## REQUIRED ACTION:
Take from the data every line in which the word "even" is found.

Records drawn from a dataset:
▼

PR #128, opened 2019-09-30
Pass Options To `Storefront::UserActivityViewModel`

tubbo:
This was an oversight that got caught and fixed in the `flow-io` plugin,
but should really be in base since it will allow more control over the
product summaries on the recent views action. The `view_model_options`
were not getting passed into the `UserActivityViewModel`, and thus the
`ProductViewModel` instances that it creates, causing some stale content
to appear in the view.

### DIFF
--- a/storefront/test/integration/workarea/storefront/recent_views_integration_test.rb
+++ b/storefront/test/integration/workarea/storefront/recent_views_integration_test.rb
@@ -3,34 +3,26 @@ require 'test_helper'
 module Workarea
   module Storefront
     class RecentViewsIntegrationTest < Workarea::IntegrationTest
-      include Storefront::IntegrationTest
-
       def test_show
         password = 'W3bl1nc!'
         user = create_user(password: password)
         category = create_category
-        href = storefront.product_path(product, via: category.id)
-
-        post storefront.login_path, params: {
-          email: user.email,
-          password: password
-        }
-
-        assert_redirected_to(storefront.users_account_path)
-        refute(session[:user_id].blank?)
-
+        product = create_product
         Metrics::User.save_affinity(
           id: user.email,
           action: 'viewed',
           product_ids: [product.id]
         )
 
-        get storefront.recent_views_path(via: category.id)
+        post storefront.login_path,
+          params: { email: user.email, password: password }
 
-        assert_response(:success)
-        assert_select('.recent-views__section--products')
-        assert_select('.product-summary')
-        assert_select(%(.product-summary__name a[href="#{href}"]))
+        assert_redirected_to(storefront.users_account_path)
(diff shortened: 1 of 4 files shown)


storefront/test/integration/workarea/storefront/recent_views_integration_test.rb
```diff
@@ -0,0 +1,40 @@
...
+
+        assert_response(:success)
+        assert_select('.recent-views__section--products')
+        assert_select('.product-summary')
+        assert_select(%(.product-summary__name a[href="#{href}"]))
+      end
+
+      private
+
+      def sign_in(user, password = 'W3bl1nc!')
```
bencrouse: You'll want to specify this password to `create_user` in case something changes. Also not sure a separate method is really adding much here given this is only used once.

storefront/test/integration/workarea/storefront/recent_views_integration_test.rb
```diff
@@ -0,0 +1,40 @@
...
+        category = create_category
+        href = storefront.product_path(product, via: category.id)
+
+        sign_in(user)
+        Metrics::User.save_affinity(
+          id: user.email,
+          action: 'viewed',
+          product_ids: [product.id]
+        )
+        get storefront.recent_views_path(via: category.id)
```
bencrouse: Trying to understand, where does the storefront do this? I'm blanking on it.

storefront/test/view_models/workarea/storefront/user_activity_view_model_test.rb
```diff
@@ -19,7 +18,10 @@ def reset_display_count
       def test_products
         product_one = create_product
         product_two = create_product
-        product_three = create_product
+        product_three = create_product(
```
bencrouse: What do these have to do with the change? I'm not following...

storefront/test/integration/workarea/storefront/recent_views_integration_test.rb
tubbo: it doesn't, but flow does.

storefront/test/view_models/workarea/storefront/user_activity_view_model_test.rb
tubbo: differentiates this product from the other two

storefront/test/integration/workarea/storefront/recent_views_integration_test.rb
tubbo: to clarify, flow doesn't actually send this param AFAIK, but it might send other params that affect how a product is priced, and `:via` is the only param that I saw that I could actually test for in the view.

PR #131, opened 2019-09-30
Check session for user_id over cookies

mttdffy:
The RoutingConstraints::SuperAdmin protects access to the Sidekiq
web interface. The constraint needed to be updated to reflect the
storing of user_id in session as of v3.5


mttdffy:
Closed this thinking it wouldn't work. Tested it. It did.

PR #132, opened 2019-09-30
[WIP] Heroku Review Apps

tubbo:
Heroku has a really neat feature called **review apps** that will
automatically deploy a "disposable" application whenever a new pull
request is opened on Workarea. Review apps can help us in our workflow
to reduce some of the bottlenecks that occur around release time, namely
when a bunch of merged pull requests need to be QAed all at once, or the
qa/edge staging servers aren't behaving appropriately. With review apps,
anyone on the team can QA an open pull request in an isolated,
disposable Workarea demo application with fresh seeds, and even include
QA notes in code review rather than several days after the changes have
been merged into master and our stable branches. QA will no longer be
blocked by a mergedown from v3.4-stable to master, because a review app
will already be available for that pull request until it's merged in.
Additionally, with review apps and Heroku's free tier, we will no longer
need to manage our own v3-qa and v3-edge servers, which reduces costs
for Workarea as a company.

## In The Wild

Recently, I got review apps working for a personal project because it was already running on Heroku. You can see how they've helped in this open pull request: https://github.com/waxpoetic/brotherly/pull/90

## Possible Downsides

- Work that is interdependent on other branches being merged will not be
  able to be tested in this manner, but review apps won't block the normal
  code review flow, so we'll still be able to merge pull requests without
  a successful deployment. This is just something we'll have to work out
  on the shared QA server (which is what the review apps are based off)
  when everything is merged.
- When working on issues that stem from the interaction between multiple
  plugins, you'll need to add the plugin to the app's Gemfile in
  Dockerfile so it gets installed along with the plugin you've made code
  changes in. This doesn't happen all that often, but it is one more
  necessary step in order to see your changes on the review app.

## TODO

- [ ] I need admin access to this repository in order to enable review
      apps, even though Heroku has been authorized for this organization
      under my name. Before I went around asking about this, I figured I
      would write something up and show you guys what this is all about.
- [ ] Since Heroku doesn't provide an Elasticsearch service that is
      compatible with our platform, we'll need to host an authenticated
      Elasticsearch cluster that these Heroku apps can connect to. The URL
      won't be public, and it will be behind HTTP Basic Auth so no one else
      can connect to it. When Heroku apps are destroyed after a
      successful merge (or no deploys occurring within a given time
      frame), the indexes created during its lifespan will be deleted so
      we won't have to continually manage the server.
- [ ] A `Dockerfile` for plugins has not yet been written, but my plan
      is to make it very similar to the one in base, except it will
      just install the latest `workarea` gem and load the plugin from a
      directory on the image called `/plugin`. Each plugin will have its
      own separate Heroku app and pipeline, but use the same
      Elasticsearch server as described above.

## What's Changed

- **Add a `Dockerfile` to the root for building the application on Heroku.**
  This is very similar to `demo/Dockerfile`, but instead of installing
  the latest released version of Workarea, it copies the current state
  of the repo to `/workarea` and loads gems from there.
- **Configure Mongo and Redis with environment variables that end in
  `_URL`.** By default, Heroku addons provide `_URL` environment variables
  to access the various services that you've provisioned, this just cuts
  down on boilerplate in the Dockerfile and makes it easier to launch
  Workarea on Heroku.
- **Add `app.json` and `heroku.yml` for configuring the application on
  Heroku automatically.** These files tell Heroku to build from the
  `Dockerfile` mentioned above, as well as provide the required
  configuration needed for deploying the app to Heroku.
- **Add "Deploy to Heroku" button in case anyone else wants to deploy the
  current state of Workarea to their Heroku instance.** ~~I wish there was
  some way of differentiating our `app.json` used for review apps and
  one that would always load the demo image, but I'm not sure how to do
  that. This button is ancillary to the rest of the changes, but it's a
  nice thing to have now that we have the capability.~~ This is now pointing to `demo/` on v3.4-stable
- Heroku review apps have arbitrary domain names, so when generating a
  new app in a Heroku environment, **automatically configure the domain
  name to `https://${HEROKU_APP_NAME}.herokuapp.com`**, which is where the
  app will actually be served from. `$HEROKU_APP_NAME` will also be what
  `Workarea.config.site_name` is set to, in order to differentiate it in
  the shared Elasticsearch server from other applications.


app.json
```diff
@@ -0,0 +1,46 @@
...
+      "plan": "heroku-redis:hobby-dev",
+      "as": ["WORKAREA_REDIS", "WORKAREA_REDIS_CACHE"]
+    }
+  ],
+  "buildpacks": [
+    {
+      "url": "https://github.com/heroku/heroku-buildpack-ruby"
+    },
+  ],
+  "env": {
```
tubbo: in review apps, the settings described here will be provided by the parent app that is already running. when deploying to heroku, a user will have to fill in this information before they can deploy (except for `HEROKU_APP_NAME` and `HEROKU_PARENT_APP_NAME`)

app.json
```diff
@@ -0,0 +1,47 @@
...
+      "required": true
+    },
+    "HEROKU_APP_NAME": {
+      "required": "true"
+    },
+    "HEROKU_PARENT_APP_NAME": {
+      "required": "true"
+    }
+  },
+  "scripts": {
```
tubbo: the following two scripts set up the DB when created and remove Elasticsearch indexes when destroyed. this is to reduce load on the shared ES server that all review apps will be connected to.

core/lib/generators/workarea/install/templates/initializer.rb.erb
```diff
@@ -5,7 +5,11 @@ Workarea.configure do |config|
   config.host = {
     'test' => 'www.example.com',
     'development' => 'localhost:3000',
-    'production' => 'www.<%= app_name.dasherize %>.com' # TODO
+    'production' => if ENV['HEROKU_APP_NAME'].present?
```
tubbo: I'm definitely not happy about adding more code to the initializer, but I honestly couldn't see any other way to do it. Open to suggestions on a better way of setting the site host automatically when we're on Heroku

bencrouse:
In general this could be cool, but I'm not really interesting in making all of these invasive changes to support it right now (there hasn't been any demand for Heroku so far). I think options forward include:

* stripping this back to minimal changes
* finding a way to do it within one of our K8s clusters
* create a separate repo to support this instead of cluttering up base

and I think it still leaves some significant process changes in question:

* how do we handle open source plugins?
* how do we handle commerce cloud plugins?
* how do we handle different themes?

If this is a direction we feel we should go, we should chat about options and think it over as a team. If you're trying to make progress right now, I'd suggest creating a separate repo as a proof of concept.

tubbo:
Yup, I wasn't intending on this to be a "final version" of the idea, but I thought I'd show you folks where I'm at and we can discuss whether we want to do this, and if so, how. I responded to some of your concerns below...

> how do we handle plugins?

I laid out how we would handle plugins in the PR description, and themes kinda go with that territory. Each plugin and theme gets their own review apps pipeline, and a Dockerfile, which loads the `workarea/demo` Docker image and adds the current gem code into `/plugin` on the container. This actually would let us QA different themes simultaneously, rather than having to manually install a theme on a QA server, or have a QA server running all the time that we only use every once in a while. I don't see a need to differentiate between commerce cloud and open source plugins, because right now we don't do that and our QA servers are entirely open to the public. One would have to know the exact PR number to view a QA app for a repo that they don't have access to. That said, pulling in basic auth to protect the QA server(s) isn't out of the question, just didn't feel like it would be necessary since we don't authenticate users on v3-edge today.

> stripping this back to minimal changes

With the exception of the "Deploy to Heroku" button, I tried to be as non-invasive as I could and make only the changes that seemed necessary to get review apps going. What do you see as non-essential in these changes?

> finding a way to do it within one of our K8s clusters

You mean re-implement Heroku's Review Apps system? Or something else? There's a lot of work to be done if we want to reinvent the wheel and build our own thing to do review apps, and I'm not sure what the benefit would be...

> create a separate repo to support this instead of cluttering up base

I thought about that at first. It breaks down when we're talking about different plugins, unless this separate repo took the place of our megabuild or something, and would load every plugin onto it. But the flaw in that is if you're trying to QA certain plugins, like payment integrations or themes, where there can only be one of them in the Gemfile at any time...It would be really sweet if we didn't have to manually manage our QA servers at all, each repo came with its own on-demand QA apps that would be triggered when we made a PR.

bencrouse:
I'm closing this until we want to explore this option again.

Issue #102, opened 2019-09-24
OOTB Segments


ebigler:
Segments functionality will be improved and expanded. Several life cycle segments (for example 'first time visitor') will exist out of the box and collect analytics data per segment. Segment controls will also be added to releases.

PR #135, opened 2019-10-01
Allow setting active by segment

bencrouse:
This allows configuring releasable resources to be active only for
certain segments. If no segments are specified, it will be active
globally. If segments are specified, only those segments will be able to
see it.

For #102


admin/app/assets/javascripts/workarea/admin/modules/select2.js
```diff
@@ -0,0 +1,30 @@
+/**
```
mttdffy: im confused by the addition of this file, but I'll leave the judging to Curt

admin/app/assets/javascripts/workarea/admin/modules/toggle.js
```diff
@@ -0,0 +1,21 @@
+/**
```
mttdffy: thought we have this behavior already, but again I'll defer to Curt

admin/app/controllers/workarea/admin/segments_controller.rb
```diff
@@ -3,11 +3,12 @@ module Admin
     class SegmentsController < Admin::ApplicationController
       required_permissions :people
 
-      before_action :find_segment, except: :index
+      before_action :find_segment, except: %i(index move)
```
mttdffy: i don't see a move action?

admin/config/routes.rb
```diff
@@ -362,10 +362,15 @@
     resources :segments, except: [:new, :create] do
       resources :rules, except: [:show, :new, :edit], controller: 'segment_rules'
 
+      collection do
+        post :move
```
mttdffy: no matching action?

core/app/models/workarea/content/block_draft.rb
```diff
@@ -29,7 +32,9 @@ def typecast_data!
       end
 
       def to_block
-        content.blocks.build(attributes.except('content_id'))
+        result = Content::Block.instantiate(as_document.except('content_id'))
```
mttdffy: TIL `.instantiate` is a thing. Whats the significance over `.new`?

storefront/app/view_models/workarea/storefront/recommendations_view_model.rb
```diff
@@ -34,6 +32,12 @@ def product_ids
       def result_count
         raise NotImplementedError
       end
+
+      private
+
+      def find_displayable_products(ids)
+        Catalog::Product.find_ordered(ids).select(&:active?).select(&:purchasable)
```
mttdffy: should use `purchasable?` as that factors in variant activeness, too.

admin/app/assets/javascripts/workarea/admin/modules/toggle.js
bencrouse: yeah, I thought so too 😞

admin/app/assets/javascripts/workarea/admin/modules/select2.js
bencrouse: The idea is to allow you to make a pure instance of select2 for things like inline options like `allowClear`, etc. `remoteSelects` is written specifically for remote stuff: https://github.com/workarea-commerce/workarea/blob/master/admin/app/assets/javascripts/workarea/admin/modules/remote_selects.js

admin/app/controllers/workarea/admin/segments_controller.rb
bencrouse: Yep, cruft from when segments had priority.

admin/config/routes.rb
bencrouse: Yep, cruft.

core/app/models/workarea/content/block_draft.rb
bencrouse: Yeah, this was a TIL I learned for me too. Basically like `new`, but assumes the attributes are raw, as-if from the DB.

bencrouse: This is important here because `active_segment_ids` are localized.

bencrouse:
@meowsus can you take a look? I'd like to get this merged ASAP so QA can begin.

admin/app/assets/javascripts/workarea/admin/modules/select2.js
meowsus: @mttdffy this is something we had originally, long, long ago, when Select2 was introduced into the Admin, but we had no real use case for it (until now) so it fell by the wayside. As part of #142 I'll better align remoteSelects & select2's APIs so this makes a bit more sense.

admin/app/assets/javascripts/workarea/admin/modules/toggle.js
meowsus: I did as well. I'll triple check as part of #142.

admin/app/views/workarea/admin/segments/index.html.haml
```diff
@@ -6,37 +6,15 @@
       .grid__cell.grid__cell--50
         .view__heading
           = link_to "↑ #{t('workarea.admin.segments.index.dashboard_link')}", people_dashboards_path, class: 'view__dashboard-button'
-          %h1= t('workarea.admin.segments.index.page_title')
+          %h1.heading--no-margin= t('workarea.admin.segments.index.page_title')
```
meowsus: Super minor: `.heading.heading--no-margin`

core/lib/workarea.rb
```diff
@@ -182,6 +182,14 @@ def self.define_content_block_types(&block)
     require_dependency Workarea::Core::Engine.root.join('app', 'models', 'workarea', 'content', 'block_type_definition')
     Content::BlockTypeDefinition.new.instance_eval(&block)
   end
+
+  # Use this deprecation to warn about the next minor release.
+  #
+  # @return [ActiveSupport::Deprecation]
+  #
+  def self.deprecation
+    @deprecation ||= ActiveSupport::Deprecation.new('3.6', 'Workarea')
```
meowsus: I feel like passing the version to the `deprecation` method would help us grok for deprecations more easily, much like we do for `TODO v3.6` 

```ruby
def self.deprecation(version)
  @deprecation ||= ActiveSupport::Deprecation.new(version, 'Workarea')
end
```

That way we're not always forgetting  to bump this version in this method every minor, and we can more easily `ack "deprecation('3.6')"` at the same time we `ack 'TODO 3.6'`.

Just a thought.

meowsus: Loving this standardization tho. I always find myself looking up how we do this when I need to deprecate stuff.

▲

## SOLUTION FOR THIS EXERCISE:
disposable Workarea demo application with fresh seeds, and even include
      apps, even though Heroku has been authorized for this organization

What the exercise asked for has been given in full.